A historical approach to questions about American identity that have arisen regularly in the history of the Constitution. Are we a single people, or an uneasy gathering of different cultural groups? One republic, or a confederation? What are American values? Is a secular government appropriate, or should the American constitution reflect the spirituality of its people? The laws concerning citizenship and human rights are a record of answers given at different times.
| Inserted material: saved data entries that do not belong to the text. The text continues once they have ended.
PR #306, opened 2018-01-16
Remove fEnableExtendedAsserts, which is useless

hsyuan:
It is adding a lot of debug test runtime overhead without adding any value.

### DIFF
--- a/server/src/unittest/gpopt/minidump/CIndexTest.cpp
+++ b/server/src/unittest/gpopt/minidump/CIndexTest.cpp
@@ -120,23 +120,12 @@ const CHAR *rgszIndexFileNames[] =
 GPOS_RESULT
 CIndexTest::EresUnittest()
 {
-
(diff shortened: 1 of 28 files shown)


server/src/unittest/gpopt/minidump/CIndexTest.cpp
```diff
@@ -120,24 +120,13 @@ const CHAR *rgszIndexFileNames[] =
 GPOS_RESULT
 CIndexTest::EresUnittest()
 {
-
-#ifdef GPOS_DEBUG
-	// enable extended asserts after running test
-	fEnableExtendedAsserts = true;
```
hsyuan: How dumb is this one! It is true! That is why the debug test is so slow!

hsyuan:
Thanks for the review, pushed to master. version is NOT bumped. I don't want to release a version for this commit.

PR #310, opened 2018-01-18
Suggest additional hint in common issues

doty-pivotal:
Add a hint to rebuild the shared library cache if the user follows the suggestion to add the 
usr/local/lib path to /etc/ld.so.conf file.


dhanashreek89:
Added [ci skip] in the commit message to skip the ORCA CI run.

PR #316, opened 2018-01-24
Do not maintain mdidType separately in CDXLScalarIdent

hardikar:
This information can be easily derived from CDXLColRef member of
CDXLScalarIdent. This now mirrors what is done in the ORCA types
CScalarIdent and CColRef.

Also bump version to 2.54.0.


vraghavan78:
does DXL to Expr need to change?

dhanashreek89:
>> does GPDB Translators or DXL to Expr need to change?

Yes. The corresponding GPDB PR : https://github.com/greenplum-db/gpdb/pull/4410

d:
It was in our way of supporting `typmod`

This course addresses the fundamental crisis in which growing energy demands are threatening the buffering capacity of our global atmosphere, while also producing the greatest emissions of most primary pollutants, and the struggle to identify and create the legal elements necessary to promote and ensure solutions.
An exercise in appellate brief writing and oral argument using a case pending before the United States Supreme Court. Classes focus on the appellate process, complex research and analysis, preparation of briefs, critical writing skills, and oral argument.
Examines the nature of the arbitration process, rules governing hearings, the relationship between arbitration and the court system, the enforceability of agreements to arbitrate, and judicial review of arbitration award. This course also explores the controversial areas of arbitration such as requiring arbitration in employment and consumer contracts.
This seminar invites the student to consider the way in which argument (or rhetoric) can operate as a transformative force in culture. It proceeds upon a critical reading of the great works of Western Civilization, inviting the student to ask critically what implication these works have for one's legal education and practice.